Devices to confuse and mislead the reader are bad practice. They deaden the interest, and they are quite unnecessary; the reader can always be trusted to mislead himself, no matter how plainly the data are given.
"A Professional Episode" by Arthur Morrison: The public hangman is worried that word of his job will get out--especially after he had to "fix the straps" (as he says in the narrative) on his next-door neighbor. [one hit on head; one hanged]
"A Shot in the Night" by Baroness Orczy: When retired businessman Edward Greeneadge is shot to death, it looks like his nephew is the culprit. Patrick Mulligan, lawyer (known by the nickname "Skin o' My Tooth") manages to find the solution in time to save Ralph Legge-Bright from the gallows. [one shot]
"The Tytherton Case" by Baroness Orczy: An elderly lawyer is attacked and certain papers in his office and safe are destroyed. There seems to be only one person who could have benefited from the destruction, but Orczy's Old Man in the Corner has other ideas.
"Striding Folly" by Dorothy L. Sayers": This one has a bit of the mystic about it. A man has a dream which appears to be strangely prophetic about the murder of his neighbor. Except it didn't predict that he would be accused! Lord Peter comes to the rescue, of course! [one strangled]

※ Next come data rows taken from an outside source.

PR #11701, opened 2024-03-29
Fix #11700: Widgets with trigger/target bind for removal

### LINKED ISSUE #11700: Memory: Widgets with "target" or "trigger" leak
This was a major cause of the leak at my client.   Any element that has a `trigger/target` element should remove its widget when its `target/trigger` is removed from the DOM.

- [ ] TieredMenu (any kind that uses trigger)
- [ ] Sticky (target)
- [ ] OverlayPanel (target)
- [ ] BlockUI (target)
- [ ] KeyFilter (target)
- [ ] Spotlight (target)
- [ ] Tooltip (target)
- [ ] Resizable (jqTarget)
- [ ] DragDrop (jqTarget)
- [ ] ContextMenu (jqTarget)
- [ ] ColumnToggler (trigger and its datatable)

## Reproducer 
This is easy to replicate using the showcase:

1. Navigate to Sticky example: https://www.primefaces.org/showcase/ui/misc/sticky.xhtml
2. Open F12 console and lets remove the Toolbar from the DOM with `$('#tb').remove();`
3. Now take a Memory Dump and you will see the Toolbar was removed from DOM but the `p:sticky` still has a JS reference to it in its `target` property which causes the garbage collector to never collect it.
4. Run `PrimeFaces.destoyDetachedWidgets()`

The 6 buttons, all their DIVS and everything inside the toolbar is now being held in memory as "Detached DOM" elements.

image

melloware:
Fix #11700: Widgets with trigger/target bind for removal

Wanted to put this out for review and get ideas on name and whether this is the best way to handle it.  It feels like it is the cleanest but I am open to names for `bindDomRemovalEvent` etc.


tandraschko:
Will review stuff in ~1 week, currently in holiday

tandraschko:
im not sure about this one
detachedWidgets is currently for the AJAX case, so the widget will be destroyed after the next AJAX request and not instant

i think we should destroy it immediately

melloware:
OK so just to be sure if I have a `p:sticky target="pnl"` and then I do an AJAX update where I no longer render the `pnl` the p:sticky holds the references to the panel in detached elements.

however if the Sticky registers the target for removal and I update the `pnl` to no longer be rendered it adds both the `pnl` and the `sticky` to the detached widgets and they both get cleaned up in the same AJAX right?

Or are you saying when its removed from the DOM the Sticky should be detroyed immediately and not added to `detachedWidgets` ?

tandraschko:
ahh
so you mean its still removed in the current ajax request (not in the next) as the detachedWidget cleanup is done after all elements where removed?

melloware:
Correct!

primefaces/src/main/resources/META-INF/resources/primefaces/core/core.widget.js
```diff
@@ -587,6 +581,25 @@ if (!PrimeFaces.widget) {
...
+        },
+
+        /**
+         * Registers a DOM element such that its removal from the DOM results in the widget becoming "detached,"
+         * subsequently leading to its removal upon completion of the AJAX call.
+         *
+         * @param {JQuery | HTMLElement} watchElement The HTML element that if removed from the DOM will detach this widget.
+         * @since 14.0.0
+         */
+        bindDomRemovalEvent: function(watchElement) {
```
tandraschko: +1 in general for this PR
i think we should just align the method name a bit - its not clear the widget will be destroyed when the passed dom element is removed

melloware: Yep I didn't love the name either.  How about `registerDestroyListener`, or `registerRemovalWatcher`?  I am open to any names...

tandraschko: we already have registerDestroyListener

maybe something like
bindLifetimeOnElement
destroyOnElementRemoval

melloware: i like `destroyOnElementRemoval`

tandraschko:
TBH i wonder if this could destroy some usecases

e.g. a OverlayPanel binded to a button
i know that most of this cases require to update both components
but i can remember that we had some components, that worked if you only update 1 of those 2 married components
this case would be broken with this PR

melloware:
You are right I will only add it to the components I have seen cause a problem at my client. Namely Sticky and a couple of others.

melloware:
Understood this one is risky because of the scenarios you mentioned.

Is there some way i can make this an option??

  The scenario with that SPA app is each time they open a new Tab.... the tab has a Sticky Menu so if they scroll down the page the menu sticks.  They close the tab and the Sticky is now holding memory because its target is not in the DOM but it still has a reference to the `target`.  If they open and close 10 tabs now 10 sticky's are holding memory and it never gets cleaned up.

Even if they re-open a tab they had open that tab creates a new Sticky and new Menu but the original one is holding on to memory.  So if they do this for an 8 hour shift the browser eventually crashes.

tandraschko:
will review next days

tandraschko:
i cant speak for sticky for now (never used it) but e.g. take keyfilter

inputText and keyFilter are propably on same level in DOM
you update the parent container, both are getting destroyed

if have it in different container or and you dont update both, you get a memory leak - but its a user error, not a primefaces bug

maybe we just add some logging here

melloware:
OK i stripped it down to just Tooltip and Sticky (tooltip already had this behavior for the most part).

tandraschko:
can you also exclude unrelated changes here and create a seperate PR? resizable and dragdop doenst use destroyOnElementRemoval

melloware:
Done... Minimal changes now.

tandraschko:
TBH sticky looks very similar to the keyfilter case i mentioned above?
can you post the example code for it?

tandraschko:
(im only talking about the destroyOnElementRemoval, overwriting #destroy makes sense anyway and should fix the leak if the user correctly updates both)

melloware:
This is easy to replicate using the showcase:

1. Navigate to Sticky example: https://www.primefaces.org/showcase/ui/misc/sticky.xhtml
2. Open F12 console and lets remove the Toolbar from the DOM with `$('#tb').remove();`
3. Now take a Memory Dump and you will see the Toolbar was removed from DOM but the `p:sticky` still has a JS reference to it in its `target` property which causes the garbage collector to never collect it.
4. Run `PrimeFaces.destoyDetachedWidgets()`
5. Now take a Memory Dump

The 6 buttons, all their DIVS and everything inside the toolbar is now being held in memory as "Detached DOM" elements.

image

tandraschko:
yeah but thats not a "valid case"
we not talking about that users are removing elements with JS and therefore we are getting leaks?
for me a valid case is like this:
```
 <h:form>
      <div jsf:id="someContainer" rendered="#{el....}>
          <p:toolbar id="tb"/>
          <p:sticky />
      </div>
 </h:form>
```

if you update form, both are rendered/not-rendered and in the same scope

if the scope is different, then you will get a mem leak; exactly the same like with keyfilter.

tandraschko:
yeah, please ask them, im not sure if my thoughts cover all cases but:
```
 <h:form>
      <div jsf:id="someContainer" rendered="#{el....}>
          <p:toolbar id="tb"/>
      </div>
      <p:sticky />
 </h:form>
```
if you take this example and update=someContainer, sticky also wont be automatically reattach to the toolbar
i think the whole thing is very very tricky

should a component auto reattach to the target component? how are the relations between components, parents, child and so on
this really really needs some detailed specs

tandraschko:
nevertheless, maybe its better to provide a own PR with destroy implementations (also keyfilter, dragdrog and so on first)
and really a issue for the releation stuff

melloware:
OK i will put this one back to draft for now as you are right components should be updated together and finding out why the Sticky is not being destroyed when the Tab is detroyed is really the core issue.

"The Haunted Policeman" by Dorothy L. Sayers": The story of the poor policeman who saw a house numbered thirteen where no thirteen ought to be and a murdered man where no one has been murdered. Lord Peter helps him prove that he wasn't drunk nor delusional."The Sub-Branch" by Henry Wade: A man running an informal branch of a bank (who knew such thing was a thing?) in a street-level front room is apparently killed while the building owner and his doctor is in the room above. Is a disgruntled customer the culprit? [one throat cut]
"Four to One--Bar One" by Henry Wade: When a race course gang tries to put the screws on the wrong bookie, they get more than they bargained for. The odds are definitely not in their favor. [four shot]
"The Perfect Close" by Hugh Walpole: An elderly man realizes that he's living his last day. The story follows him as he decides how to spend his last few hours. [one natural]
First line (1st story): "No, I happened to be abroad at the time," Philip Trent said.
Last line (last story): Minna looked up into his face and gave a cry.